Casper Stateless Finality Client

We define the idea of a finality client for the beacon chain. This differs from a light-client in that it follows the Casper finality protocol in full and inherits all of its security properties. It also differs from a full node in that it does not store the full beacon state, follow the chain tips or participate in p2p communication with other nodes.

It is recommended to first study the Gasper paper which defines the variant of Casper used by the Ethereum beacon chain. In particular sections 4.1-4.5. Notation from this paper will be used in this section.

Objectives

• It should only be required to store the absolute minimum data and this should be constant size
• It should only need to receive an update once per epoch
• This update should be as small as possible
• The protocol should inherit the same security as a full node

Preliminaries

A checkpoint in Casper is a 2-tuple consisting of a block hash and an epoch number. A beacon chain block contains a state root. A beacon state contains all of the validator keys and other data required to calculate a shuffling which determines which validators should attest in each slot.

Validators attest to source-target pairs called links where the source and target are checkpoints. They attest by signing the link plus some additional data (slot number, committee number) with their BLS private key. If a link has received attestation by $(2/3)$ of the validator set it is said to be a supermajority link. A checkpoint is said to be justified if it is the target of a supermajority link with a justified source. A checkpoint is said to be finalized if all of the following hold:

• it is justified
• it is the source of a supermajority link with a justified target
• and where all adjacent intermediate checkpoints are also justified.

Design

The design was arrived at by starting with the regular Gasper protocol and removing/compressing parts until the objectives were met.

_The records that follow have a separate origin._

PR #833, opened 2020-01-29
Old repositories

lslezak:
## Details

- Better work with the old repositories and services
- Related to
  - https://bugzilla.suse.com/show_bug.cgi?id=1159433
  - https://github.com/yast/yast-yast2/pull/1010
  - https://github.com/yast/yast-packager/pull/502
  - https://github.com/yast/yast-update/pull/147

## Testing

- Added unit tests
- Tested manually

## Notes

- The `clients/inst_upgrade_urls.rb` file has been completely reimplemented (1210 deletions :open_mouth:)
  - It is probably easier to review the complete new file instead of the diff ([see here](https://github.com/yast/yast-installation/blob/old_repositories/src/lib/installation/clients/inst_upgrade_urls.rb))
- The old client was able to configure the network if needed, but as we now try to configure the network automatically at the beginning this is not needed and that functionality has been removed (to keep the code simple).
- Besides that the UI should be the same as before, the change is only in the internal implementation (that means it should not break openQA, etc...).

### DIFF
--- a/src/lib/installation/clients/inst_upgrade_urls.rb
+++ b/src/lib/installation/clients/inst_upgrade_urls.rb
@@ -240,7 +240,7 @@ module Yast
 
           selected_repo = repo_manager.repositories.find { |r| r.repo_alias == current_item }
           if !selected_repo
-            log.error("Selected repository not found???")
+            log.error("Selected repository #{current_item.inspect} not found???")
             next
           end
 
--- a/src/lib/installation/clients/inst_upgrade_urls.rb
+++ b/src/lib/installation/clients/inst_upgrade_urls.rb
@@ -64,13 +64,7 @@ module Yast
         return ret
       end
 
-      # just for testing purposes
-      Wizard.CreateDialog if Mode.normal
-
       ret = run_dialog
-
-      # just for testing purpose
-      Wizard.CloseDialog if Mode.normal
 
       log.info("Returning #{ret.inspect}")
       ret
@@ -84,6 +78,9 @@ module Yast
     #
     # @return [Symbol] the UserInput symbol
     def run_dialog
+      # just for testing purposes
+      Wizard.CreateDialog if Mode.normal
+
       display_dialog
       refresh_dialog
 
@@ -92,6 +89,9 @@ module Yast
         repo_manager.activate_changes
         save_pkg_mgr
       end
+
+      # just for testing purposes
+      Wizard.CloseDialog if Mode.normal
 
       ret
     end
@@ -233,12 +233,16 @@ module Yast
         ret = UI.UserInput
         ret = :abort if ret == :cancel
 
-        if ret == :toggle || ret == "table_of_repos" || ret == :edit
+        case ret
+        when :toggle, :edit, "table_of_repos"
           current_item = UI.QueryWidget(Id("table_of_repos"), :CurrentItem)
           next unless current_item
 
           selected_repo = repo_manager.repositories.find { |r| r.repo_alias == current_item }
-          next unless selected_repo
+          if !selected_repo
+            log.error("Selected repository not found???")
+            next
+          end
 
           if ret == :edit
             edit_item(selected_repo)
@@ -247,8 +251,10 @@ module Yast
           end
 
           refresh_dialog
-        elsif ret == :next || ret == :back || (ret == :abort && Popup.ConfirmAbort(:painless))
+        when :next, :back
           break
+        when :abort
+          break if Popup.ConfirmAbort(:painless)
         else
           log.warn("Unknown input: #{ret}")
         end
--- a/src/lib/installation/clients/inst_upgrade_urls.rb
+++ b/src/lib/installation/clients/inst_upgrade_urls.rb
@@ -2,7 +2,7 @@
 
 # ------------------------------------------------------------------------------
 # Copyright (c) 2006-2012 Novell, Inc. All Rights Reserved.
-#
+# Copyright (c) 2020 SUSE LLC
 #
 # This program is free software; you can redistribute it and/or modify it under
 # the terms of version 2 of the GNU General Public License as published by the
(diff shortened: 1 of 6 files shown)


src/lib/installation/clients/inst_upgrade_urls.rb
```diff
@@ -19,208 +19,81 @@
...
-      @repos_to_add = []
-
-      @id_to_url = {}
-
-      # bnc #308763
-      @repos_to_add_disabled = []
-
-      @urls = []
+      # use ::Installation avoid collision with Yast::Installation
+      @repo_manager = ::Installation::UpgradeRepoManager.create_from_old_repositories
```
jreidinger: yeah, reason why we start using Y2 prefix.

jreidinger: BTW I would move this code to attr_reader.
so something like
```
def repo_manager
  @repo_manager ||= ::Installation::UpgradeRepoManager.create_from_old_repositories
end
```

src/lib/installation/clients/inst_upgrade_urls.rb
```diff
@@ -19,208 +19,81 @@
...
-      if Mode.normal
-        Pkg.SourceSaveAll if @ret == :next
-        Wizard.CloseDialog
-      end
-
-      Builtins.y2milestone("Returning %1", @ret)
-      @ret
+      log.info("Returning #{ret.inspect}")
+      ret
     end
```
jreidinger: whole this main method is for complete rewrite too long. What about moving all dialog related stuff including that Open and Close dialog to own method like `run_dialog`

src/lib/installation/clients/inst_upgrade_urls.rb
```diff
@@ -269,106 +142,53 @@ def CreateListTableUI
...
-      if currentitem.nil? || Ops.less_than(currentitem, 0)
-        Builtins.y2error("Cannot edit item: %1", currentitem)
-        return
-      end
-
-      url = Ops.get_string(@urls, [currentitem, "url"], "")
-      min_width = Builtins.size(url)
+    def edit_item(repo)
+      url = repo_manager.repo_url(repo)
+      # limit the maximum width
```
jreidinger: does it really do limit maximun width? It looks like minimal possible width to me.

src/lib/installation/clients/inst_upgrade_urls.rb
```diff
@@ -387,979 +207,72 @@ def EditItem(currentitem)
...
-        end
-        deep_copy(one_url)
-      end
+      loop do
+        ret = UI.UserInput
+        ret = :abort if ret == :cancel
 
-      nil
-    end
+        if ret == :toggle || ret == "table_of_repos" || ret == :edit
```
jreidinger: I would use case here, as it will be more readable

src/lib/installation/clients/inst_upgrade_urls.rb
```diff
@@ -387,979 +207,72 @@ def EditItem(currentitem)
...
+          current_item = UI.QueryWidget(Id("table_of_repos"), :CurrentItem)
+          next unless current_item
 
-    # Function removes repositories already registered by the installation
-    # from list of urls found on the system.
-    def RemoveInstallationReposFromUpgrededSystemOnes
-      # Works only for the very first registered (installation) repo
-      found = false
+          selected_repo = repo_manager.repositories.find { |r| r.repo_alias == current_item }
+          next unless selected_repo
```
jreidinger: this looks quite strange. I think we should use log.error here at least.

src/lib/installation/clients/inst_upgrade_urls.rb
```diff
@@ -387,979 +207,72 @@ def EditItem(currentitem)
...
           break
-        elsif ui_ret == :edit
-          currentitem = Convert.to_integer(
-            UI.QueryWidget(Id("table_of_repos"), :CurrentItem)
-          )
-          EditItem(currentitem)
-          RedrawListTableUI()
         else
-          Builtins.y2error("Unknown UI input: %1", ui_ret)
+          log.warn("Unknown input: #{ret}")
```
jreidinger: why warn instead of error?

src/lib/installation/clients/inst_upgrade_urls.rb
```diff
@@ -387,979 +207,72 @@ def EditItem(currentitem)
...
-      elsif Ops.is_boolean?(
-        Ops.get_boolean(repo, @REPO_ENABLED, false)
-      )
-        enabled = Ops.get_boolean(repo, @REPO_ENABLED, false)
-      end
+    # Save the changes to disk, reset the stored old repositories to not display
+    # this dialog again after going back.
+    def save_pkg_mgr
+      # do not save the changes in the test mode
+      Pkg.SourceSaveAll unless ENV["YAST_TEST"]
```
jreidinger: ok, second occurence. Maybe it deserve own method like `testing?`

src/lib/installation/clients/inst_upgrade_urls.rb
lslezak: If you press `Ctrl+Shift+Alt+D` to start the debugger `UI.UserInput` returns `:debugKey` (or something like that). Maybe there are some other cases...

src/lib/installation/upgrade_repo_manager.rb
```diff
@@ -0,0 +1,160 @@
...
+
+require "y2packager/original_repository_setup"
+require "y2packager/repository"
+require "y2packager/service"
+
+Yast.import "Pkg"
+
+module Installation
+  # This class takes care of managing the old repositories and services
+  # during upgrade.
```
jreidinger: I would extend this description to make clear what is different to new OriginalRepositorySetup class in yast2.

src/lib/installation/upgrade_repo_manager.rb
```diff
@@ -0,0 +1,160 @@
...
+      stored_repo_aliases = stored_repos.map(&:repo_alias)
+      old_repos = current_repos.select { |r| stored_repo_aliases.include?(r.repo_alias) }
+
+      current_services = Y2Packager::Service.all
+      stored_services = Y2Packager::OriginalRepositorySetup.instance.services
+      stored_service_aliases = stored_services.map(&:alias)
+      old_services = current_services.select { |s| stored_service_aliases.include?(s.alias) }
+
+      # sort the repositories by name
+      new(old_repos.sort_by(&:name), old_services)
```
jreidinger: why sort only repos and not services?

src/lib/installation/upgrade_repo_manager.rb
```diff
@@ -0,0 +1,160 @@
...
+    # @return [Symbol, nil] `:removed`, `:enabled` or `:disabled` symbol,
+    #    `nil` if the repository is not known
+    def repo_status(repo)
+      status_map[repo]
+    end
+
+    # Return the repository URL possibly new
+    #
+    # @param repo [Y2Packager::Repository] The queried repository
+    # @return [Symbol] <description>
```
jreidinger: ugh, what? I do not get return documentation

src/lib/installation/upgrade_repo_manager.rb
```diff
@@ -0,0 +1,160 @@
...
+    # @return [Symbol, nil] `:removed`, `:enabled` or `:disabled` symbol,
+    #    `nil` if the repository is not known
+    def toggle_repo_status(repo)
+      case repo_status(repo)
+      when :enabled
+        status_map[repo] = :disabled
+      when :disabled
+        status_map[repo] = :removed
+      when :removed
+        status_map[repo] = :enabled
```
jreidinger: another option, which I am not sure if it is more readable is to create transition map like
```
TOGGLE_STATUS = {
  enabled: :disabled,
  disabled: :removed,
  removed: :enabled
}
```
and then just call `status_map[repo] = TOGGLE_STATUS[repo_status(repo)]`

src/lib/installation/upgrade_repo_manager.rb
```diff
@@ -0,0 +1,160 @@
...
+      end
+    end
+
+    # Change the URL of a repository.
+    #
+    # @param repo [Y2Packager::Repository] The repository
+    # @param url [String] Its new URL
+    def change_url(repo, url)
+      new_urls[repo] = url if repo.raw_url.to_s != url
```
jreidinger: what happens if you change url twice and first time to new and the second time for old one?

src/lib/installation/upgrade_repo_manager.rb
```diff
@@ -0,0 +1,160 @@
...
+    end
+
+  private
+
+    # remove the old services
+    def remove_services
+      log.info("Old services to remove: #{services.map(&:alias).inspect}")
+      services.each do |s|
+        log.info("Removing old service #{s.alias}...")
+        Yast::Pkg.ServiceDelete(s.alias)
```
jreidinger: it is not method in service like in Repository class?

src/lib/installation/upgrade_repo_manager.rb
lslezak: We do not display the services at all, everything is silently removed. That's IMHO a bit strange and we should present them somehow in the dialog, but that's how it was done before...

src/lib/installation/upgrade_repo_manager.rb
lslezak: Oh, that's a template generated by VSCode, I forgot to replace that...

src/lib/installation/upgrade_repo_manager.rb
lslezak: I was also thinking about this solution but as there are only three states and it's needed only at a single place I decided this way. If it was needed also elsewhere then `TOGGLE_STATUS` would be better, but currently I do not see any advantage for that...

src/lib/installation/upgrade_repo_manager.rb
lslezak: Um, then it will try to change the URL to the same value which has no effect, it would just do one more useless Pkg call. And as this is quite a corner case I do not think it needs to be handled specially in the code.

src/lib/installation/upgrade_repo_manager.rb
lslezak: Yeah, noticed that too late, I'd need to touch yet another package again... :worried: 
As this is a quite urgent fix (a P1) I decided this simpler solution....

src/lib/installation/upgrade_repo_manager.rb
jreidinger: well, my suspicion from this condition is that it will still be updated to old url, even when user do not want to modify it due to condition here.

src/lib/installation/clients/inst_upgrade_urls.rb
```diff
@@ -87,6 +80,22 @@ def main
 
     attr_reader :repo_manager
 
+    # Run the main dialog
+    #
+    # @return [Symbol] the UserInput symbol
+    def run_dialog
+      display_dialog
```
jreidinger: well, I actually expect also OpenDialog and CloseDialog calls inside this method as it looks related to me.

src/lib/installation/clients/inst_upgrade_urls.rb
```diff
@@ -233,12 +233,16 @@ def handle_dialog
...
-        if ret == :toggle || ret == "table_of_repos" || ret == :edit
+        case ret
+        when :toggle, :edit, "table_of_repos"
           current_item = UI.QueryWidget(Id("table_of_repos"), :CurrentItem)
           next unless current_item
 
           selected_repo = repo_manager.repositories.find { |r| r.repo_alias == current_item }
-          next unless selected_repo
+          if !selected_repo
+            log.error("Selected repository not found???")
```
jreidinger: NP: what can help here is value of current item and list all repositories for debugging if it happens on customer side.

An iteration starts with an initial trusted checkpoint, $C_t$ which is known to be finalized. Given some candidate checkpoint, $C$, and some additional proof data, the aim of the protocol is to determine if the conditions have been met for $C$ to be finalized. Doing so will require obtaining and verifying enough attestations to form supermajority links which justify $C$ and at least the next direct successor $C'$, as well as the supermajority link to finalize $C$.

Verifying attestations requires two things - the public keys of all activate validators, and the shuffling which assigns each validator to a slot/committee. All data required to verify the attestations for an epoch is contained within the beacon state as of the first block of the epoch. Attestations from multiple epochs will need to be aggregated in order to finalize the candidate checkpoint. This will require computing the shufflings and aggregating keys from multiple beacon states.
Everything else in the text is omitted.